Exercise prompt
The records below are to be repeated in full, exactly as they are.
>>>>
PR #3135, opened 2024-02-26
CASSANDRA-19417 : LIST SUPERUSERS cql command

skoppu22:
Developing a new CQL command LIST SUPERUSERS, to return list of all roles having superuser privilege (this includes roles who have acquired superuser status). Currently LIST ROLES OF <> command tells us is a role superuser (immediate) and membership info of the role. One way to retrieve has a role acquired superuser privilege status by a grant in the hierarchy is by running LIST ROLES OF <> command and check for atleast one row with super=true in the output. While this works for a given role, there is no way to get all roles having superuser privilege. External services working with C* (for example, Sidecar) may need list of superuser privileged roles details.

 
```

```

### DIFF
--- a/src/java/org/apache/cassandra/auth/Roles.java
+++ b/src/java/org/apache/cassandra/auth/Roles.java
@@ -20,6 +20,7 @@ package org.apache.cassandra.auth;
 import java.util.Collections;
 import java.util.Map;
 import java.util.Set;
+import java.util.function.Predicate;
 import java.util.stream.Collectors;
 
 import org.slf4j.Logger;
@@ -80,6 +81,13 @@ public class Roles
     public static Set<RoleResource> getAllRoles()
     {
         return cache.getAllRoles();
+    }
+
+    public static Set<RoleResource> getAllRoles(Predicate<RoleResource> predicate)
+    {
+        return getAllRoles().stream()
+                            .filter(predicate)
+                            .collect(Collectors.toSet());
     }
 
     /**
--- a/src/java/org/apache/cassandra/cql3/statements/ListSuperUsersStatement.java
+++ b/src/java/org/apache/cassandra/cql3/statements/ListSuperUsersStatement.java
@@ -1,0 +1,102 @@
+/*
+ * Licensed to the Apache Software Foundation (ASF) under one
+ * or more contributor license agreements.  See the NOTICE file
+ * distributed with this work for additional information
+ * regarding copyright ownership.  The ASF licenses this file
+ * to you under the Apache License, Version 2.0 (the
+ * "License"); you may not use this file except in compliance
+ * with the License.  You may obtain a copy of the License at
+ *
+ *     http://www.apache.org/licenses/LICENSE-2.0
+ *
+ * Unless required by applicable law or agreed to in writing, software
+ * distributed under the License is distributed on an "AS IS" BASIS,
+ * WITHOUT WARRANTIES OR CONDITIONS OF ANY KIND, either express or implied.
+ * See the License for the specific language governing permissions and
+ * limitations under the License.
+ */
+package org.apache.cassandra.cql3.statements;
+
+import java.util.List;
+import java.util.Set;
+
+import org.apache.commons.lang3.builder.ToStringBuilder;
+import org.apache.commons.lang3.builder.ToStringStyle;
+
+import org.apache.cassandra.audit.AuditLogContext;
+import org.apache.cassandra.audit.AuditLogEntryType;
+import org.apache.cassandra.auth.AuthKeyspace;
+import org.apache.cassandra.auth.Permission;
+import org.apache.cassandra.auth.RoleResource;
+import org.apache.cassandra.auth.Roles;
+import org.apache.cassandra.config.DatabaseDescriptor;
+import org.apache.cassandra.cql3.ColumnIdentifier;
+import org.apache.cassandra.cql3.ColumnSpecification;
+import org.apache.cassandra.cql3.ResultSet;
+import org.apache.cassandra.db.marshal.UTF8Type;
+import org.apache.cassandra.exceptions.InvalidRequestException;
+import org.apache.cassandra.exceptions.RequestExecutionException;
+import org.apache.cassandra.exceptions.RequestValidationException;
+import org.apache.cassandra.exceptions.UnauthorizedException;
+import org.apache.cassandra.schema.SchemaConstants;
+import org.apache.cassandra.service.ClientState;
+import org.apache.cassandra.transport.messages.ResultMessage;
+
+/**
+ * LIST SUPERUSERS cql command returns list of roles with superuser privileges
+ * This includes superusers and all roles who have superuser role granted in the roles hierarchy
+ */
+public class ListSuperUsersStatement extends AuthorizationStatement
+{
+    private static final List<ColumnSpecification> metadata =
+    List.of(new ColumnSpecification(SchemaConstants.AUTH_KEYSPACE_NAME, AuthKeyspace.ROLES,
+                                    new ColumnIdentifier("role", true), UTF8Type.instance));
+
+    public ListSuperUsersStatement()
+    {
+        // nothing to do
+    }
+
+    public void validate(ClientState state) throws UnauthorizedException, InvalidRequestException
+    {
+        state.ensureNotAnonymous();
+    }
+
+    public void authorize(ClientState state) throws InvalidRequestException
+    {
+        // Allow listing superuser privileged users only if the caller has DESCRIBE permission on 'all roles'
+        if (!DatabaseDescriptor.getAuthorizer()
+                               .authorize(state.getUser(), RoleResource.root())
+                               .contains(Permission.DESCRIBE))
+        {
+            throw new UnauthorizedException("You are not authorized to view superuser details");
+        }
+    }
+
+    public ResultMessage execute(ClientState state) throws RequestValidationException, RequestExecutionException
+    {
+        Set<RoleResource> superUsers = Roles.getAllRoles(Roles::hasSuperuserStatus);
+        if (superUsers == null || superUsers.isEmpty())
+            return new ResultMessage.Void();
+
+        ResultSet result = new ResultSet(new ResultSet.ResultMetadata(metadata));
+
+        superUsers.stream()
+                  .sorted(RoleResource::compareTo)
+                  .forEach(role -> result.addColumnValue(UTF8Type.instance.decompose(role.getRoleName())));
+
+        return new ResultMessage.Rows(result);
+    }
+
+    @Override
+    public String toString()
+    {
+        return ToStringBuilder.reflectionToString(this, ToStringStyle.SHORT_PREFIX_STYLE);
+    }
+
+    @Override
+    public AuditLogContext getAuditLogContext()
+    {
+        return new AuditLogContext(AuditLogEntryType.LIST_SUPERUSERS);
+    }
+}
--- a/test/unit/org/apache/cassandra/auth/RolesTest.java
+++ b/test/unit/org/apache/cassandra/auth/RolesTest.java
@@ -18,7 +18,10 @@
 
 package org.apache.cassandra.auth;
 
+import java.util.Arrays;
+import java.util.HashSet;
 import java.util.Set;
+import java.util.stream.Collectors;
 
 import com.google.common.collect.Iterables;
 import org.junit.Assert;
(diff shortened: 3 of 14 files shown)


test/unit/org/apache/cassandra/auth/RolesTest.java
```diff
@@ -29,23 +32,19 @@
 import org.apache.cassandra.config.DatabaseDescriptor;
 import org.apache.cassandra.db.ConsistencyLevel;
 
-import static org.apache.cassandra.auth.AuthTestUtils.ALL_ROLES;
-import static org.apache.cassandra.auth.AuthTestUtils.ROLE_A;
-import static org.apache.cassandra.auth.AuthTestUtils.ROLE_B;
-import static org.apache.cassandra.auth.AuthTestUtils.ROLE_C;
-import static org.apache.cassandra.auth.AuthTestUtils.getRolesReadCount;
-import static org.apache.cassandra.auth.AuthTestUtils.grantRolesTo;
+import static org.apache.cassandra.auth.AuthTestUtils.*;
```
Maxwell-Guo: I would expand the imports.

test/unit/org/apache/cassandra/auth/RolesTest.java
```diff
@@ -29,23 +32,19 @@
...
 import static org.junit.Assert.assertEquals;
 import static org.junit.Assert.assertTrue;
 
 public class RolesTest
 {
+    private static IRoleManager roleManager;
```
Maxwell-Guo: I think it is better to keep it as it is, as the roleManager is not used except for  setupClass method.

test/unit/org/apache/cassandra/cql3/statements/ListSuperUsersStatementTest.java
```diff
@@ -0,0 +1,100 @@
...
+ * WITHOUT WARRANTIES OR CONDITIONS OF ANY KIND, either express or implied.
+ * See the License for the specific language governing permissions and
+ * limitations under the License.
+ */
+
+package org.apache.cassandra.cql3.statements;
+
+import com.datastax.driver.core.ResultSet;
+import com.datastax.driver.core.exceptions.UnauthorizedException;
+import org.apache.cassandra.auth.*;
```
Maxwell-Guo: I would expand the imports

CHANGES.txt
```diff
@@ -1,4 +1,5 @@
 5.1
+ * Add LIST SUPERUSERS cql command
```
Maxwell-Guo: missing cassandra jira Id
<<<<
Output
PR #3135, opened 2024-02-26
CASSANDRA-19417 : LIST SUPERUSERS cql command

skoppu22:
Developing a new CQL command LIST SUPERUSERS, to return list of all roles having superuser privilege (this includes roles who have acquired superuser status). Currently LIST ROLES OF <> command tells us is a role superuser (immediate) and membership info of the role. One way to retrieve has a role acquired superuser privilege status by a grant in the hierarchy is by running LIST ROLES OF <> command and check for atleast one row with super=true in the output. While this works for a given role, there is no way to get all roles having superuser privilege. External services working with C* (for example, Sidecar) may need list of superuser privileged roles details.

 
```

```

### DIFF
--- a/src/java/org/apache/cassandra/auth/Roles.java
+++ b/src/java/org/apache/cassandra/auth/Roles.java
@@ -20,6 +20,7 @@ package org.apache.cassandra.auth;
 import java.util.Collections;
 import java.util.Map;
 import java.util.Set;
+import java.util.function.Predicate;
 import java.util.stream.Collectors;
 
 import org.slf4j.Logger;
@@ -80,6 +81,13 @@ public class Roles
     public static Set<RoleResource> getAllRoles()
     {
         return cache.getAllRoles();
+    }
+
+    public static Set<RoleResource> getAllRoles(Predicate<RoleResource> predicate)
+    {
+        return getAllRoles().stream()
+                            .filter(predicate)
+                            .collect(Collectors.toSet());
     }
 
     /**
--- a/src/java/org/apache/cassandra/cql3/statements/ListSuperUsersStatement.java
+++ b/src/java/org/apache/cassandra/cql3/statements/ListSuperUsersStatement.java
@@ -1,0 +1,102 @@
+/*
+ * Licensed to the Apache Software Foundation (ASF) under one
+ * or more contributor license agreements.  See the NOTICE file
+ * distributed with this work for additional information
+ * regarding copyright ownership.  The ASF licenses this file
+ * to you under the Apache License, Version 2.0 (the
+ * "License"); you may not use this file except in compliance
+ * with the License.  You may obtain a copy of the License at
+ *
+ *     http://www.apache.org/licenses/LICENSE-2.0
+ *
+ * Unless required by applicable law or agreed to in writing, software
+ * distributed under the License is distributed on an "AS IS" BASIS,
+ * WITHOUT WARRANTIES OR CONDITIONS OF ANY KIND, either express or implied.
+ * See the License for the specific language governing permissions and
+ * limitations under the License.
+ */
+package org.apache.cassandra.cql3.statements;
+
+import java.util.List;
+import java.util.Set;
+
+import org.apache.commons.lang3.builder.ToStringBuilder;
+import org.apache.commons.lang3.builder.ToStringStyle;
+
+import org.apache.cassandra.audit.AuditLogContext;
+import org.apache.cassandra.audit.AuditLogEntryType;
+import org.apache.cassandra.auth.AuthKeyspace;
+import org.apache.cassandra.auth.Permission;
+import org.apache.cassandra.auth.RoleResource;
+import org.apache.cassandra.auth.Roles;
+import org.apache.cassandra.config.DatabaseDescriptor;
+import org.apache.cassandra.cql3.ColumnIdentifier;
+import org.apache.cassandra.cql3.ColumnSpecification;
+import org.apache.cassandra.cql3.ResultSet;
+import org.apache.cassandra.db.marshal.UTF8Type;
+import org.apache.cassandra.exceptions.InvalidRequestException;
+import org.apache.cassandra.exceptions.RequestExecutionException;
+import org.apache.cassandra.exceptions.RequestValidationException;
+import org.apache.cassandra.exceptions.UnauthorizedException;
+import org.apache.cassandra.schema.SchemaConstants;
+import org.apache.cassandra.service.ClientState;
+import org.apache.cassandra.transport.messages.ResultMessage;
+
+/**
+ * LIST SUPERUSERS cql command returns list of roles with superuser privileges
+ * This includes superusers and all roles who have superuser role granted in the roles hierarchy
+ */
+public class ListSuperUsersStatement extends AuthorizationStatement
+{
+    private static final List<ColumnSpecification> metadata =
+    List.of(new ColumnSpecification(SchemaConstants.AUTH_KEYSPACE_NAME, AuthKeyspace.ROLES,
+                                    new ColumnIdentifier("role", true), UTF8Type.instance));
+
+    public ListSuperUsersStatement()
+    {
+        // nothing to do
+    }
+
+    public void validate(ClientState state) throws UnauthorizedException, InvalidRequestException
+    {
+        state.ensureNotAnonymous();
+    }
+
+    public void authorize(ClientState state) throws InvalidRequestException
+    {
+        // Allow listing superuser privileged users only if the caller has DESCRIBE permission on 'all roles'
+        if (!DatabaseDescriptor.getAuthorizer()
+                               .authorize(state.getUser(), RoleResource.root())
+                               .contains(Permission.DESCRIBE))
+        {
+            throw new UnauthorizedException("You are not authorized to view superuser details");
+        }
+    }
+
+    public ResultMessage execute(ClientState state) throws RequestValidationException, RequestExecutionException
+    {
+        Set<RoleResource> superUsers = Roles.getAllRoles(Roles::hasSuperuserStatus);
+        if (superUsers == null || superUsers.isEmpty())
+            return new ResultMessage.Void();
+
+        ResultSet result = new ResultSet(new ResultSet.ResultMetadata(metadata));
+
+        superUsers.stream()
+                  .sorted(RoleResource::compareTo)
+                  .forEach(role -> result.addColumnValue(UTF8Type.instance.decompose(role.getRoleName())));
+
+        return new ResultMessage.Rows(result);
+    }
+
+    @Override
+    public String toString()
+    {
+        return ToStringBuilder.reflectionToString(this, ToStringStyle.SHORT_PREFIX_STYLE);
+    }
+
+    @Override
+    public AuditLogContext getAuditLogContext()
+    {
+        return new AuditLogContext(AuditLogEntryType.LIST_SUPERUSERS);
+    }
+}
--- a/test/unit/org/apache/cassandra/auth/RolesTest.java
+++ b/test/unit/org/apache/cassandra/auth/RolesTest.java
@@ -18,7 +18,10 @@
 
 package org.apache.cassandra.auth;
 
+import java.util.Arrays;
+import java.util.HashSet;
 import java.util.Set;
+import java.util.stream.Collectors;
 
 import com.google.common.collect.Iterables;
 import org.junit.Assert;
(diff shortened: 3 of 14 files shown)


test/unit/org/apache/cassandra/auth/RolesTest.java
```diff
@@ -29,23 +32,19 @@
 import org.apache.cassandra.config.DatabaseDescriptor;
 import org.apache.cassandra.db.ConsistencyLevel;
 
-import static org.apache.cassandra.auth.AuthTestUtils.ALL_ROLES;
-import static org.apache.cassandra.auth.AuthTestUtils.ROLE_A;
-import static org.apache.cassandra.auth.AuthTestUtils.ROLE_B;
-import static org.apache.cassandra.auth.AuthTestUtils.ROLE_C;
-import static org.apache.cassandra.auth.AuthTestUtils.getRolesReadCount;
-import static org.apache.cassandra.auth.AuthTestUtils.grantRolesTo;
+import static org.apache.cassandra.auth.AuthTestUtils.*;
```
Maxwell-Guo: I would expand the imports.

test/unit/org/apache/cassandra/auth/RolesTest.java
```diff
@@ -29,23 +32,19 @@
...
 import static org.junit.Assert.assertEquals;
 import static org.junit.Assert.assertTrue;
 
 public class RolesTest
 {
+    private static IRoleManager roleManager;
```
Maxwell-Guo: I think it is better to keep it as it is, as the roleManager is not used except for  setupClass method.

test/unit/org/apache/cassandra/cql3/statements/ListSuperUsersStatementTest.java
```diff
@@ -0,0 +1,100 @@
...
+ * WITHOUT WARRANTIES OR CONDITIONS OF ANY KIND, either express or implied.
+ * See the License for the specific language governing permissions and
+ * limitations under the License.
+ */
+
+package org.apache.cassandra.cql3.statements;
+
+import com.datastax.driver.core.ResultSet;
+import com.datastax.driver.core.exceptions.UnauthorizedException;
+import org.apache.cassandra.auth.*;
```
Maxwell-Guo: I would expand the imports

CHANGES.txt
```diff
@@ -1,4 +1,5 @@
 5.1
+ * Add LIST SUPERUSERS cql command
```
Maxwell-Guo: missing cassandra jira Id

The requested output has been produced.